LegalCrystal Citation
Subject Tenancy
CourtKolkata
Decided On
Reported inAIR1930Cal163,121Ind.Cas.744
AppellantBadaraddIn Mandal
RespondentNazir HossaIn Joaddar
Cases ReferredJharu Mandal v. Khetra Mohan Bera A.I.
Excerpt:
- 1. in this case an under-raiyat applied to make a deposit under section 170, clause (3), ben. ten. act, when the landlord decree-holder sought to put up to sale the holding of the occupancy raiyat under whom he held. the munsif held that the under-raiyat had no locus standi to make the deposit, as his under-tenancy was not created by a registered instrument or with the consent of the landlord. the under-raiyat has then obtained this rule.2. the learned munsif has referred to and proceeded upon the authority of the case of bhuban mohan guha v. sheikh badan [1919] 46 cal. 766. that was a case where the landlord, who had purchased an occupancy holding at a rent sale, proceeded to sue the under-raiyat for khas possession without annulling the under-tenancy under section 167 or serving notice.....
Judgment:

1. In this case an under-raiyat applied to make a deposit under Section 170, Clause (3), Ben. Ten. Act, when the landlord decree-holder sought to put up to sale the holding of the occupancy raiyat under whom he held. The Munsif held that the under-raiyat had no locus standi to make the deposit, as his under-tenancy was not created by a registered instrument or with the consent of the landlord. The under-raiyat has then obtained this rule.

2. The learned Munsif has referred to and proceeded upon the authority of the case of Bhuban Mohan Guha v. Sheikh Badan [1919] 46 Cal. 766. That was a case where the landlord, who had purchased an occupancy holding at a rent sale, proceeded to sue the under-raiyat for khas possession without annulling the under-tenancy under Section 167 or serving notice under Section 49, Ban. Ten. Act. It was held that as the under-raiyati holding was not created by a registered lease or with the landlord's consent, there was no subsisting subtenancy which stood good against the landlord and which required to be put an end to either under Section 167 or under Section 49. That case, in our opinion, has little bearing upon the question which arises in the present case, where a sale has not yet taken place, and there is no knowing who will, if a sale does take place, be the purchaser therein. In a recent decision of this Court, in the case of Jnanendra Chandra Ghosh v.
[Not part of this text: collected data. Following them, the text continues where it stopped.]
PR #1030, opened 2022-06-01
Fix some problems when upgrading the database to the schema for 8.2.0

mattias-p:
## Purpose

This PR fixes problems found during release testing.

## Context

Fixes problems introduced in #1005 and #970.

## Changes

* MariaDB: Adds an instruction to back up the zonemaster database before running the migration script. This is needed because ALTER TABLE statements don't respect transactions on MariaDB.
* MariaDB: Refactors the migration code so the somewhat riskiest operation comes first. I.e. the one to add the unique constraint to users.username.
* PostgreSQL: Fixes the normalization of domain names.

### PostgreSQL
1. Install Backend 8.1.0.
2. Run `zmtest zonemaster.net` and `zmtest zonemaster.net.`.
3. Install this branch of Backend on top of it. (Or current develop to reproduce the bug.)
4. Run the database migration script.
5. Run `echo "select domain from test_results;" | sudo -u zonemaster psql zonemaster`.

Before this fix domain names with trailing dots get normalized to the empty string.
With this fix domain names are properly normalized.

### MariaDB
1. Pretend we have the previous version installed, that we've somehow managed to get two users with the same name into the database:
   1. Install Backend 8.1.0.
   2. Run `zmb add_api_user --username jdoe --api-key asdfasdf` to create a user.
   3. Run `echo "insert into users (username, api_key) values ('jdoe', 'qwerqwer');" | sudo mysql zonemaster`. To force the creation of a second user with the same name.
2. Upgrade to this version of Backend:
   1. Install this branch of Backend on top of it.
3. Follow the database upgrade instruction:
   1. Take a backup of the zonemaster database.
   2. Run the database migration script.
4. Trying to solve the problem we notice that the database was broken by the migration script:
   1. Notice the error message about the duplicate entry.
   2. Run `echo "delete from users where api_key = 'qwerqwer';" | sudo mysql zonemaster` so we can add the unique constraint.
   3. Run the database migration script again to see it fail. (The tables were already altered.)
5. Get the database back into a healthy state:
   1. Restore the database from the backup.
6. Fix the duplicate entry problem before running the upgrade script.
   1. Run `echo "delete from users where api_key = 'qwerqwer';" | sudo mysql zonemaster` so we can add the unique constraint.
   2. Run the database migration script again.
7. Make sure the migration was successful:
   1. Run `echo "select * from table_constraints where constraint_schema = 'zonemaster';" | sudo mysql information_schema` and make sure the unique constraint has been added.

### DIFF
--- a/share/patch/patch_db_zonemaster_backend_ver_8.2.0.pl
+++ b/share/patch/patch_db_zonemaster_backend_ver_8.2.0.pl
@@ -28,21 +28,21 @@ sub patch_db_mysql {
     my $db = Zonemaster::Backend::DB::MySQL->from_config( $config );
     my $dbh = $db->dbh;
 
+    # add table constraints
+    $dbh->do( 'ALTER TABLE users ADD CONSTRAINT UNIQUE (username)' );
+    $dbh->do( 'ALTER TABLE test_results ADD CONSTRAINT UNIQUE (hash_id)' );
+
+    # update columns names, data type and default value
+    $dbh->do( 'ALTER TABLE test_results MODIFY COLUMN id BIGINT AUTO_INCREMENT' );
+    $dbh->do( 'ALTER TABLE test_results CHANGE COLUMN creation_time created_at DATETIME NOT NULL' );
+    $dbh->do( 'ALTER TABLE test_results CHANGE COLUMN test_start_time started_at DATETIME DEFAULT NULL' );
+    $dbh->do( 'ALTER TABLE test_results CHANGE COLUMN test_end_time ended_at DATETIME DEFAULT NULL' );
+
+    $dbh->do( 'ALTER TABLE batch_jobs CHANGE COLUMN creation_time created_at DATETIME NOT NULL' );
+
     $dbh->{AutoCommit} = 0;
 
     try {
-        # update columns names, data type and default value
-        $dbh->do( 'ALTER TABLE test_results MODIFY COLUMN id BIGINT AUTO_INCREMENT' );
-        $dbh->do( 'ALTER TABLE test_results CHANGE COLUMN creation_time created_at DATETIME NOT NULL' );
-        $dbh->do( 'ALTER TABLE test_results CHANGE COLUMN test_start_time started_at DATETIME DEFAULT NULL' );
-        $dbh->do( 'ALTER TABLE test_results CHANGE COLUMN test_end_time ended_at DATETIME DEFAULT NULL' );
-
-        $dbh->do( 'ALTER TABLE batch_jobs CHANGE COLUMN creation_time created_at DATETIME NOT NULL' );
-
-        # add table constraints
-        $dbh->do( 'ALTER TABLE test_results ADD CONSTRAINT UNIQUE (hash_id)' );
-        $dbh->do( 'ALTER TABLE users ADD CONSTRAINT UNIQUE (username)' );
-
         # normalize "domain" column
         $dbh->do(
             q[
--- a/share/patch/patch_db_zonemaster_backend_ver_8.2.0.pl
+++ b/share/patch/patch_db_zonemaster_backend_ver_8.2.0.pl
@@ -105,7 +105,7 @@ sub patch_db_postgresql {
         $dbh->do(
             q[
                 UPDATE test_results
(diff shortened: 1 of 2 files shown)


pnax:
Indeed MySQL/MariaDB does some [implicit commit](https://dev.mysql.com/doc/refman/5.7/en/implicit-commit.html). Thanks for spotting that out.

pnax:
Regarding MariaDB test, you cannot create two users with the same username [with Backend 8.1.0](
https://github.com/zonemaster/zonemaster-backend/blob/v8.1.0/lib/Zonemaster/Backend/DB.pm#L104-L105).

pnax:
> 9. Run the database migration script again to see it fail. (The tables were already altered.)

This won't work because this PR will make the constraint fail early and we install from this PR  "_4. Install this branch of Backend on top of it._". However installing Backend from develop (without this PR) will leave the database in an inconsistent state during the upgrade. This won't alter the purpose and the fix the PR provides though.

mattias-p:
> Regarding MariaDB test, you cannot create two users with the same username [with Backend 8.1.0](https://github.com/zonemaster/zonemaster-backend/blob/v8.1.0/lib/Zonemaster/Backend/DB.pm#L104-L105).

Of course, you're right. I guess I was going a bit quick when I wrote up the "how to test" steps. When I did my testing I used an SQL insert statement to emulate data created with an older version that didn't have the check. I should mention that I didn't actually check if we've ever had such a version - I just assumed that was the case.

Anyway, I updated the "how to test" steps with an "insert into".

pnax:
This was just some remark that the old testing procedure will not work exactly as you would expect I guess. I did understand your testing procedure (which was detailed enough to understand the purpose of each steps). Thanks for making it even more detailed.

What I wanted to address here is that with these changes the first command in the upgrade script is the creation of the constraints which will fail in the testing scenario. This would happen before any other update to the tables' schema. Therefore when we remove the user, we can run the upgrade script again without any error (because the table was not altered since the script failed at its first instruction). In other words we won't see the script fail in 4.iii. But this is definitely not a big issue :)

share/patch/patch_db_zonemaster_backend_ver_8.2.0.pl
```diff
@@ -105,7 +105,7 @@ sub patch_db_postgresql {
         $dbh->do(
             q[
                 UPDATE test_results
-                SET domain = RTRIM('.', domain)
+                SET domain = RTRIM(domain, '.')
```
matsduf, line 108: RTRIM is not fully correct here. "iis.se..", "iis.se." and "iis.se" will all be stored as "iis.se", which is fine for "iis.se." because it was tested as "iis.se", but "iis.se.." was not.

matsduf (approved):

share/patch/patch_db_zonemaster_backend_ver_8.2.0.pl
mattias-p: I guess the where clause could have been more restrictive. Do you know if we've had releases of Zonemaster that allowed zone names with double dots to be entered into the database?

pnax: Good point. We could use for PostgreSQL `LEFT(domain, -1)` that removes the last character from the string.

pnax: The problem is also present for MySQL, the LEFT() function does not work the same, but we could use something like `LEFT( domain, LENGTH(domain) - 1 )`.

Documentations for reference:
https://dev.mysql.com/doc/refman/5.7/en/string-functions.html
https://www.postgresql.org/docs/10/functions-string.html

pnax: see #1031

matsduf: > I guess the where clause could have been more restrictive. Do you know if we've had releases of Zonemaster that allowed zone names with double dots to be entered into the database?

I am positive that Backend before some version ago let double dots through. One test could be if there are such entries in the zonemaster.net database. Please note that I have approved this PR anyway.

PR #1043, opened 2022-06-22
Fixes when IPv4/6 setting is overwritten by default profile

### LINKED ISSUE #1039: Backend does not respect disabled IPv6 in profile

matsduf:
## Purpose

Prevents default profile to override IPv4 or IPv6 setting in additional profile. This can happen when the `ipv4` or `ipv6` parameter keys are unset and the additional profile has a different setting from the default profile.

## Context

Resolves #1039. The resolution was proposed by @pnax in an email.

A side affect of this solution is that two tests with the same effective values can get different "fingerprints". That will happen if the IPv4 and IPv6 parameters are unset in one test and at least one of them is set to the same value as the effective profile in the other.

## How to test this PR

1. Keep the default profile with both IPv4 and IPv6 enabled ("true").
2. Create an additional profile with IPv6 disabled ("false").
3. Make the additional profile available via backend_config.ini.
4. Create a test with zmb with IPv4 and IPv6 unset and select that other profile.
5. Verfiy that the test was run with IPv6 disabled.

### DIFF
--- a/lib/Zonemaster/Backend/DB.pm
+++ b/lib/Zonemaster/Backend/DB.pm
@@ -617,8 +617,8 @@ sub _project_params {
     my %projection = ();
 
     $projection{domain}   = _normalize_domain( $$params{domain} // "" );
-    $projection{ipv4}     = $$params{ipv4}       // $profile->get( 'net.ipv4' );
-    $projection{ipv6}     = $$params{ipv6}       // $profile->get( 'net.ipv6' );
+    $projection{ipv4}     = $$params{ipv4};
+    $projection{ipv6}     = $$params{ipv6};
     $projection{profile}  = lc( $$params{profile} // "default" );
 
     my $array_ds_info = $$params{ds_info} // [];
--- a/t/db.t
+++ b/t/db.t
@@ -20,18 +20,18 @@ sub encode_and_fingerprint {
 subtest 'encoding and fingerprint' => sub {
 
     subtest 'missing properties' => sub {
-        my $expected_encoded_params = '{"domain":"example.com","ds_info":[],"ipv4":true,"ipv6":true,"nameservers":[],"profile":"default"}';
-
         my %params = ( domain => "example.com" );
 
+        my $expected_encoded_params = '{"domain":"example.com","ds_info":[],"ipv4":null,"ipv6":null,"nameservers":[],"profile":"default"}';
         my ( $encoded_params, $fingerprint ) = encode_and_fingerprint( \%params );
         is $encoded_params, $expected_encoded_params, 'domain only: the encoded strings should match';
         #diag ($fingerprint);
 
+        my $expected_encoded_params_v4_true = '{"domain":"example.com","ds_info":[],"ipv4":true,"ipv6":null,"nameservers":[],"profile":"default"}';
         $params{ipv4} = JSON::PP->true;
         my ( $encoded_params_ipv4, $fingerprint_ipv4 ) = encode_and_fingerprint( \%params );
-        is $encoded_params_ipv4, $expected_encoded_params, 'add ipv4: the encoded strings should match';
-        is $fingerprint_ipv4, $fingerprint, 'fingerprints should match';
+        is $encoded_params_ipv4, $expected_encoded_params_v4_true, 'add ipv4: the encoded strings should match';
+        isnt $fingerprint_ipv4, $fingerprint, 'fingerprints should not match';
     };
 
     subtest 'array properties' => sub {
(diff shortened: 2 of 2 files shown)


mattias-p:
The reason the IP options from the custom profile aren't respected is that the custom profile is never loaded by the RPCAPI.

A more robust solution would be if we loaded the custom profile in `start_domain_test`/`add_batch_test` and updated the test_params with defaults from the profile before passing it to generate_fingerprint() and friends.

But I like that the DB module is freed from the dependency on Profile. That's clean and nice.

matsduf:
> The reason the IP options from the custom profile aren't respected is that the custom profile is never loaded by the RPCAPI.
> 
> A more robust solution would be if we loaded the custom profile in `start_domain_test`/`add_batch_test` and updated the test_params with defaults from the profile before passing it to generate_fingerprint() and friends.
> 
> But I like that the DB module is freed from the dependency on Profile. That's clean and nice. Though the import itself and the fetching of the effective profile ought to be removed too.

@mattias-p, I think that is fine idea, but not for the fix release. Can we merge the PR to make Backend and CLI behave the same way (respect the custom profile)? And then make your suggestions as an issue for next release?

tgreenx:
LGTM. Tested and it works as expected.

tgreenx (approved):
LGTM. Tested and it works as expected.

PR #1053, opened 2022-09-16
Use Net::IP::XS directly

mattias-p:
## Purpose

Remove dependency on (to be deprecated) Zonemaster::Engine::Net::IP.

## Context

In zonemaster/zonemaster-engine#1119 Zonemaster::Engine::Net::IP we're dropping support for Net::IP.
The issue zonemaster/zonemaster-engine#1129 has been created to deprecate Zonemaster::Engine::Net::IP, with the intended migration path being to use Net::IP::XS directly.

Royman Sheikh : AIR1927Cal513 , it has been held that the interest of an under-raiyat, which was created by a registered lease in contravention of Section 85, Sub-section (2), and which purported to be a perpetual lease, is not an interest which the law recognizes and consequently is not an interest coming within the description of 'incumbrance,' which, unless steps are taken to avoid it, subsists after the sale. Following the decision of the Pull Bench in the case of Jharu Mandal v. Khetra Mohan Bera A.I.R 1926 Cal. 934 it has been held that such an under-raiyat cannot be held to have an interest voidable at the sale and so is not entitled to make a deposit under Section 170, Clause (3). That case again is distinguishable, because the lease in that case, having been in contravention of Sub-section (2), Section 85, was void, while, in the present case, the lease is only invalid against the landlord. It is an interest which would amount to an incumbrance and would have to be annulled by every purchaser except the landlord himself before it would cease to exist. The rights of a purchaser, who purchases in execution of a decree under Chap. 14 of the Act, are regulated by Section 159 and not Section 85 of the Act. We are of opinion that the interest of the under-raiyat in the present case is one which is voidable at the sale and the under-raiyat, therefore, is entitled to make the deposit.

3. The rule is made absolute and the order of the learned Munsif being set aside, it is ordered that the petitioner be allowed to make the deposit. There will be no order as to costs in this rule.